• **The task**:
Please filter the data down to the lines that include the word "limitations" and copy them.

:: Records for processing ::

PR #956, opened 2026-07-27
Add standalone KiCad schematic import

craigxchen:
Adds `pcb import` support for standalone `.kicad_sch` files, alongside the existing `.kicad_pro` project form, and hardens the import path.

Both input forms share one pipeline; there is no separate project-import path.

## What import does

Converts a KiCad design into a buildable Zener board repository:

```
pcb import <design.kicad_sch | project.kicad_pro> [output-directory]
```

- **Connectivity is the contract.** Every KiCad physical pin maps to its own Zener signal via `pin_defs`, so duplicate displayed pin names, separate no-connect terminals, and pinless mechanical footprints stay distinct. Import builds the result and verifies every source `(refdes, pin)` net partition before it finishes; a mismatch fails rather than shipping a wrong board.
- **Only ever adds files.** A generated path that differs from an existing one keeps the existing content and is reported, so hand-authored or agent-fixed sources survive a re-import. `--force` replaces what that run generates, and never `pcb.toml`.
- **Offline by construction.** One place resolves a workspace and it always resolves offline; MPN lookup reads only on-disk indexes; a registry substitution candidate must already be cached. Nothing downloads.
- **Degrades instead of failing.** Unresolved footprints and incomplete sourcing are retained as provenance and surface as `bom.imported_incomplete` at build time. The board still builds; it just isn't layout-ready until footprints are supplied.

Output is minimal — the converted sources plus `pcb.toml` and `.gitignore` when absent. No `git init`, no `README.md`, no vendored stdlib.

## Verification

Swept the CLI over **91 real KiCad project roots** extracted from a 12 GB SparkFun repo archive (all 129 `.kicad_sch` in the archive, verified against a full listing):

| | import ok | build ok | build failed |
|---|---|---|---|
| **result** | **69/91 (76%)** | **69** | **0** |

2,831 components and 3,135 physical-pin partitions validated. Every design that imported also built.

Built the pre-change commit as a baseline and ran the identical corpus through it:

- **69/91 both** — per-project join over all 91: **zero regressions, zero exit-code changes**.
- Design content (`.zen`, `.kicad_sym`, `.kicad_mod`, `pcb.toml`, `.gitignore`) **byte-identical on 69/69**. The only output differences are intended: diagnostics relocated to `.pcb/import/`, `README.md` no longer written, source archive now opt-in.

Also driven at the CLI: re-import idempotence (silent when nothing changed), hand-edit preservation, `--force` overwrite, the `.kicad_pro` form with `layout/`, bad-input handling, and byte-identical output under an OS sandbox denying all network access.

## Known limitations

The 22 sweep failures are pre-existing, confirmed by baseline parity and `git log -S`. Grouped:

- **14 — the netlist references a pin the schematic's embedded symbol doesn't define.** KiCad exports the netlist against the *external* symbol library while pin extraction reads the schematic's embedded `lib_symbols` copy; when those disagree (e.g. an exposed pad absent from the cached copy) import refuses rather than dropping a connection. Fix direction: fall back to the external symbol library for pin definitions, as extraction already does for geometry.
- **6 — a PCB footprint with no schematic symbol instance** (silkscreen logos, stray passives). Predates this branch.
- **2 — a built component that cannot be mapped back to a source reference designator.**

Coverage gap worth knowing: most SparkFun designs ship no project `fp-lib-table` and reference a globally-installed library, so footprints did not resolve on the test machine. That leaves footprint resolution, passive promotion (gated on a 2-pad footprint), and registry substitution unexercised *by that corpus* — they are covered instead by two local designs that carry their own libraries.

Registry substitution stays rare in practice for a separate reason: it requires the candidate module to declare `Part(...)`, and only 37 of 544 cached registry component entrypoints do.

## Notes for review

- `crates/pcbc/src/import/README.md` documents the pipeline, the write policy, the offline guarantee, and the limitations above.
- `.claude/skills/verify/SKILL.md` records the build-and-drive recipe, including two traps that cost a re-run each: the binary must stay inside the repo tree to locate the stdlib, and macOS has no `timeout`.

🤖 Generated with [Claude Code](https://claude.com/claude-code)

---

> [!NOTE]
> **High Risk**
> Large changes to KiCad import, connectivity (`pin_defs`), footprint resolution, and post-import electrical validation—errors could silently or loudly break real designs.
> 
> **Overview**
> **`pcb import`** now takes either a **`.kicad_sch`** or **`.kicad_pro`**. Standalone runs skip layout/archive output and resolve footprints from project/global/bundled/cached libraries (with warnings when geometry is missing); project imports keep the existing layout and archive behavior.
> 
> **Component generation** gains an explicit per-pin plan: **`pcb-component-gen`** can emit **`pin_defs`**, optional **`footprint`**, and JSON-literal Starlark strings so each physical pad stays a distinct Zener signal (duplicate display names, separate NC pins, pinless mechanical parts).
> 
> The import pipeline **stages KiCad sources in a temp dir** for validation/netlist work, **atomically replaces** generated `.kicad_sym`/`.kicad_mod` (no symlink follow), and **`--force`** cleanup is source-kind aware (standalone preserves user `layout/`, drops stale archives). **`generated_validate`** offline-builds the board and compares physical-pin sets and net partitions to the KiCad source.
> 
> Smaller fixes: disabled **`fp-lib-table`** rows ignored like KiCad, ambiguous netlist identities fail with clearer errors, footprint separator preserved for generated names, and passive promotion only when symbol pins are actually `1`/`2`.
> 
> <sup>Reviewed by [Cursor Bugbot](https://cursor.com/bugbot) for commit aeef21d6435600b5328fa21204c95fcd47cf90f1. Bugbot is set up for automated code reviews on this repo. Configure [here](https://www.cursor.com/dashboard/bugbot).</sup>


crates/pcbc/src/import/flow.rs
```diff
@@ -206,13 +306,19 @@ impl Analyzed {
...
+            mut ir,
         } = hierarchized;
 
-        let semantic = semantic::analyze(&ir);
+        registry_lookup::inherit_embedded_symbol_properties(
+            &mut ir.components,
+            &ir.schematic_lib_symbols,
+        );
+        let mut semantic = semantic::analyze(&ir);
+        semantic.registry_mpn_lookup =
```
akhilles: Can we drop all registry lookup and reuse here? Import should always generate local components. Otherwise the result depends on whatever is cached on that machine.

crates/pcbc/src/import/output.rs
```diff
@@ -0,0 +1,703 @@
...
+    builder.prefix(prefix);
+    #[cfg(unix)]
+    {
+        use std::os::unix::fs::PermissionsExt;
+        builder.permissions(fs::Permissions::from_mode(0o700));
+    }
+    builder.tempdir()
+}
+
+/// Writes the import output directly into its destination directory.
```
akhilles: Can we keep the existing refuse or `--force` behavior? The new keep, package, and rollback state is a lot of machinery for a separate re-import feature.

akhilles (commented):
Can we trim this down to standalone `.kicad_sch` import, footprint lookup, pin mapping, and validation? I'd drop registry lookup and reuse, additive output handling, the archive flag, scaffolding changes, and the new BOM warning from this PR.

crates/pcb-zen-core/src/convert.rs
```diff
@@ -441,6 +441,18 @@ impl ModuleConverter {
                 .reference_designator
                 .as_deref()
                 .unwrap_or(instance.type_ref.module_name.as_ref());
+            if instance.boolean_attr(&[crate::attrs::IMPORTED_BOM_SOURCE_INCOMPLETE]) == Some(true)
```
akhilles: Can we drop this? An importer flag shouldn't change BOM errors globally. Import validation can suppress the existing error locally.

crates/pcbc/src/import/types.rs
```diff
@@ -94,36 +94,49 @@ impl From<String> for KiCadLibId {
...
     #[arg(value_name = "OUTPUT_DIR", value_hint = clap::ValueHint::AnyPath)]
-    pub output_dir: PathBuf,
+    pub output_dir: Option<PathBuf>,
 
-    /// Overwrite generated files if the board repository already exists
+    /// Overwrite existing files that this import regenerates; without it, colliding files are kept
     #[arg(long = "force")]
     pub force: bool,
+
+    /// Also write a portable archive of the KiCad sources next to the imported board
```
akhilles: Can we drop `--archive-sources` and keep the existing project import behavior? This is unrelated to `.kicad_sch` support.

crates/pcbc/src/new.rs
```diff
@@ -313,6 +362,39 @@ fn execute_new_board(board: &str, repo: &str) -> Result<()> {
     Ok(())
 }
 
+/// Write the minimum a board directory needs to be buildable: the workspace manifest, plus the
+/// `.gitignore` that keeps `.pcb/` — where `pcb build` and `pcb import` put their untracked output —
+/// out of `git status`. Neither file is written when it already exists.
+///
+/// Used by `pcb import`, which must not scaffold a repository around the design it converts: no
```
akhilles: Can we keep the existing import scaffolding? Dropping git init, the README, and stdlib setup is a separate behavior change.

crates/pcbc/src/import/materialize.rs
```diff
@@ -2,32 +2,69 @@ use super::*;
 use anyhow::{Context, Result};
 use pcb_zen_core::Diagnostics;
 use serde::Serialize;
-use std::fs;
 use std::path::{Path, PathBuf};
 
+/// Name of the validation diagnostics file `materialize` writes on every import, inside
```
akhilles: Can we leave the report paths and failure behavior alone? Moving them under `.pcb/import` and making writes nonfatal is unrelated.

crates/pcbc/src/import/extract.rs
```diff
@@ -568,6 +588,361 @@ fn extract_kicad_layout_data(
...
+            sheetname: None,
+            sheetfile: None,
+            attrs: Vec::new(),
+            properties: BTreeMap::new(),
+            pads: resolved.0.clone(),
+            footprint_geometry: resolved.1.clone(),
+        });
+    }
+
+    if !unresolved.is_empty() {
```
akhilles, line 722: Can this just print a short warning with a capped list of missing footprint IDs? The ranking and library diagnosis feel like overkill.

crates/pcbc/src/import/generate.rs
```diff
@@ -2008,86 +2330,516 @@ fn patch_symbol_footprint_property(library_text: &str, footprint_stem: &str) ->
...
+        .flatten();
+
+    ImportedSourcing {
+        mpn,
+        manufacturer_from_registry: manufacturer.is_some(),
+        manufacturer,
+    }
 }
 
 fn render_component_zen(
```
akhilles, line 2593: Can we reuse the `pcb-component-gen` renderer here and just pass in the import pin plan? We shouldn't maintain two `Component(...)` renderers.

crates/pcbc/src/new.rs
```diff
@@ -313,6 +362,39 @@ fn execute_new_board(board: &str, repo: &str) -> Result<()> {
...
+/// `git init`, no `README.md`, and no template board `.zen`, because generation writes the real one.
+pub(crate) fn write_board_scaffolding(dir: &Path, board: &str) -> Result<()> {
+    let pcb_toml = dir.join("pcb.toml");
+    if !pcb_toml.exists() {
```
akhilles: `exists()` misses dangling symlinks, and `write` will follow one here. Please use the same symlink-safe write path as the rest of import.

crates/pcbc/src/import/extract.rs
```diff
@@ -13,13 +13,20 @@ pub(super) fn extract_ir(
...
+            &paths.kicad_project_root,
+            &validation.summary.selected,
+        )?
+    } else {
+        BTreeMap::new()
+    };
 
+    // KiCad netlist export can update project-local preference files. Run it against the same
+    // contained source copy used for validation, then parse the original source files read-only.
+    let netlist_sources = portable::stage_project_files(&selection.portable)?;
```
akhilles: We stage once for ERC, again here for netlist export, then read the schematic and PCB from the originals. That can mix snapshots if the source changes during import. Can we stage once and use that tree for the whole pipeline?

crates/pcbc/src/import/types.rs
```diff
@@ -679,12 +712,11 @@ pub(super) struct ImportValidation {
 pub(super) struct GeneratedArtifacts {
     pub(super) board_dir: PathBuf,
     pub(super) board_zen: PathBuf,
-    pub(super) validation_diagnostics_json: PathBuf,
-    pub(super) import_extraction_json: PathBuf,
     pub(super) layout_dir: PathBuf,
-    pub(super) layout_kicad_pro: PathBuf,
-    pub(super) layout_kicad_pcb: PathBuf,
-    pub(super) portable_kicad_project_zip: PathBuf,
+    pub(super) layout_kicad_pro: Option<PathBuf>,
```
akhilles, line 720: This drops `validation_diagnostics_json` and `import_extraction_json` from the report even though both files still exist. Can we keep those fields and only make the layout and archive fields optional?

crates/pcbc/src/import/report.rs
```diff
@@ -50,11 +50,32 @@ pub(super) fn build_import_report(
...
 pub(super) fn write_import_extraction_report(
-    board_dir: &Path,
+    out_path: &Path,
     payload: &super::ImportReport,
-) -> Result<PathBuf> {
-    let out_path = board_dir.join(".kicad.import.extraction.json");
-    fs::write(&out_path, serde_json::to_string_pretty(payload)?)
+) -> Result<()> {
+    let mut value = serde_json::to_value(payload)?;
+    sort_json_objects(&mut value);
```
akhilles: `serde_json::Map` is already sorted since `preserve_order` isn't enabled. Isn't this recursive sort a no-op? Can we drop it and serialize the report directly?

crates/pcbc/src/import/generate.rs
```diff
@@ -2008,71 +2210,396 @@ fn patch_symbol_footprint_property(library_text: &str, footprint_stem: &str) ->
...
+}
+
+#[derive(Debug, Clone, PartialEq, Eq)]
+struct PhysicalPinPlan {
+    bindings: Vec<ImportComponentPinBinding>,
+    io_pins: BTreeMap<String, KiCadPinNumber>,
+}
+
+#[derive(Debug, Default)]
+struct PhysicalPinTypeMetadata {
```
akhilles: This repeats the electrical type and alternate-pin scan already in `pcb-component-gen`. Can we share a small helper instead of keeping both versions?

crates/pcbc/src/import/types.rs
```diff
@@ -94,15 +94,15 @@ impl From<String> for KiCadLibId {
...
-    pub kicad_pro: PathBuf,
+    /// Path to a KiCad schematic (.kicad_sch) or project (.kicad_pro)
+    #[arg(value_name = "KICAD_INPUT", value_hint = clap::ValueHint::AnyPath)]
+    pub kicad_input: PathBuf,
 
-    /// Output directory (a board repository will be created if needed)
+    /// Output directory; defaults to ./<input-file-stem>
     #[arg(value_name = "OUTPUT_DIR", value_hint = clap::ValueHint::AnyPath)]
-    pub output_dir: PathBuf,
+    pub output_dir: Option<PathBuf>,
```
akhilles: Can we keep `OUTPUT_DIR` required here? Making it optional is a separate CLI change and adds the default-path and extra name-validation code.

akhilles (commented):
A few more from the latest pass.

craigxchen:
Something seems wrong w the windows test we keep getting kicad missing DLL error @akhilles

crates/pcbc/tests/import.rs
```diff
@@ -0,0 +1,635 @@
...
+
+    assert!(!import.status.success());
+    let stderr = String::from_utf8_lossy(&import.stderr);
+    assert!(
+        stderr.contains("<OUTPUT_DIR>"),
+        "unexpected stderr:\n{stderr}"
+    );
+}
+
+#[test]
```
akhilles, line 65: This wrapper is what's breaking Windows CI, not the importer. Can we keep this regression test non-Windows like the other import tests and drop the wrapper platform code?

crates/pcbc/src/import/paths.rs
```diff
@@ -32,17 +41,15 @@ fn ensure_board_repo_root(path: &Path) -> Result<PathBuf> {
     if path.exists() && !path.is_dir() {
         anyhow::bail!("Output directory is not a directory: {}", path.display());
     }
-    if !path.exists() {
-        fs::create_dir_all(path)
-            .with_context(|| format!("Failed to create output directory: {}", path.display()))?;
-    }
-    let workspace_root = fs::canonicalize(path).unwrap_or_else(|_| path.to_path_buf());
+    let workspace_root = if path.exists() {
```
akhilles: Do we need to change output creation here? The old `create_dir_all` plus `canonicalize` flow was simpler. This custom missing-path handling feels unrelated to standalone schematic support.

CHANGELOG.md
```diff
@@ -8,12 +8,26 @@ and this project adheres to Semantic Versioning (https://semver.org/spec/v2.0.0.
...
+- Standalone KiCad imports keep enabled project footprint libraries authoritative when a referenced footprint is missing.
+- KiCad imports preserve the footprint separator used to disambiguate generated component names.
+
 ## [0.4.14] - 2026-07-28
 
 ### Added
 
 - Added `pcb auth git configure` and `pcb auth git unconfigure` to manage host-specific global Git credential configuration for DiodeHub.
 - PCB now authenticates its own DiodeHub Git operations without requiring global Git configuration.
+- `pcb import` accepts a standalone `.kicad_sch` as well as a `.kicad_pro`.
```
akhilles: These changes are landing after 0.4.14, so they should be under `Unreleased`.

akhilles (commented):
The PR description is still from the old version. It says output is optional, writes are additive, registry substitution happens, scaffolding is minimal, reports moved, and archives are opt-in. Can we trim it to what this PR actually does now?

crates/pcbc/tests/import.rs
craigxchen: Done in 5a802b04: the whole import test file is now `#![cfg(not(target_os = "windows"))]` like the other pcbc integration tests, and the wrapper is back to a plain `#!/bin/sh` script with no platform code.

crates/pcbc/src/import/paths.rs
craigxchen: Done in 41b88f76: restored the original `create_dir_all` + `canonicalize` flow and removed the custom missing-path resolution.

CHANGELOG.md
craigxchen: Done in e82e7f5c: moved the import entries from the 0.4.14 section to `Unreleased`; 0.4.14 now matches what actually shipped.

crates/pcbc/src/import/extract.rs
craigxchen: Done in 5b43e2ff (refactor(import): reuse staged source snapshot).

crates/pcbc/src/import/types.rs
craigxchen: Done in b7f0da89 (fix(import): restore generated report artifacts).

crates/pcbc/src/import/generate.rs
craigxchen: Done in f95c5887 (refactor: share no-connect pin classification).

crates/pcbc/src/import/types.rs
craigxchen: Done in 3e4a0951 (fix(import): require output directory).

crates/pcbc/src/import/report.rs
craigxchen: Done in b7f0da89: dropped the recursive sort and the report serializes directly (serde_json::Map is already ordered without preserve_order).

akhilles (approved):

:::

• **Task answer**:
## Known limitations
- `crates/pcbc/src/import/README.md` documents the pipeline, the write policy, the offline guarantee, and the limitations above.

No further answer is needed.